Didn't heart bleed show that just because a project is open source it doesn't mean someone has looked over it?
People have looked over it, but that doesn't mean it's free of security vulnerabilities (Heartbleed) or even intentional backdoors (xz). But I feel like a rootkit would be especially tough to hide from people looking at the code.
 
what's with all the schizoposting in this thread lately?
Screenshot_20250726-191911.webp

It's right there
 
a rootkit would be especially tough to hide from people looking at the code.
- 2013 to 2021, arbitrary code execution on pretty much anything running a Java server. 93% of enterprise clouds affected.

- 1989 to 2014, arbitrary code execution on web servers using CGI scripts (most of the ones from the 90s and early 00s)

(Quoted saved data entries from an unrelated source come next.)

PR #303, opened 2022-10-13
Cyral Terraform 3.0 Migration

hbaackmann:
## Description of the change

> This PR introduces a guide and script needed to upgrade to Cyral Terraform Provider 3.0.0.

## Type of change

### Development

- [ ] Lint rules pass locally

### Code review

### Testing

> Description of testing


scripts/3.0-migration.sh
```diff
@@ -0,0 +1,252 @@
...
+done
+for ((i = 0; i < ${#access_rule_resource_names[@]}; i++));do
+    terraform state show -no-color ${access_rule_resource_names[$i]} | grep -v "   id " >> cyral_migration_repository_access_rules_and_user_accounts.txt
+done
+
+mv cyral_migration_repository_access_rules_and_user_accounts.txt cyral_migration_repository_access_rules_and_user_accounts.tf
+terraform fmt
+
+echo; echo; echo;
+echo "Now that the Terraform state is up-to-date, lets clean up your .tf file."
```
ricardorey10, line 189: lets -> let's

ricardorey10 (commented):
Just some comments about the guide itself - I'm not brave enough to go through the bash code :stuck_out_tongue_closed_eyes:  -.

If you could make a recording of this whole process that would be amazing. It would really clarify how things work - i.e when users need to stop, move to a different terminal, run some other command, go back to the script, etc -, and might even be useful for training the folks who will assist our customers with this migration.

scripts/3.0-migration.sh
```diff
@@ -0,0 +1,252 @@
...
+read -p "Are you ready to revert to your pre-migration Terraform state? [N/y] " -n 1 -r
+echo    # move to a new line
+if [[ ! $REPLY =~ ^[Yy]$ ]]
+then
+    echo "Exiting..."
+    [[ "$0" = "$BASH_SOURCE" ]] && exit 1 || return 1
+fi
+
+# Downgrade Terraform
+terraform init -upgrade
```
VictorGFM, line 246: This would only downgrade the terraform provider version if users change back the version constraint on the .tf file, so we might want to add that instruction before running this command.

VictorGFM (commented):
Hey @hbaackmann I've addressed Ricardo's comment and a few small details that I notice in the doc and the script. I also added a comment below regarding the terraform provider downgrade. Aside from that, everything looks great! 
I still would like to do some tests for the script before approving the PR, as I didn't get the chance to run it yet on a real scenario, but I would say that I dont expect to spot any issues since from what I reviewed things look good.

And these are just the ones we know about. See Stuxnet for what a professional organization could do way back in 2010, and extrapolate from there.
 
  • Like
Reactions: HootersMcBoobies
If there was something as deep as a rootkit, it would be hard to hide and likely any attempts to put such in would have been found by now. I don't think there's ever been any cases of a rootkit being in an open source project and not being detected.
One factor you’re forgetting is that the folks who know about exceptionally long-lived backdoors in software don’t want to reveal them, because 1) they are useful and 2) the longer they sit undetected, the funnier the situation becomes.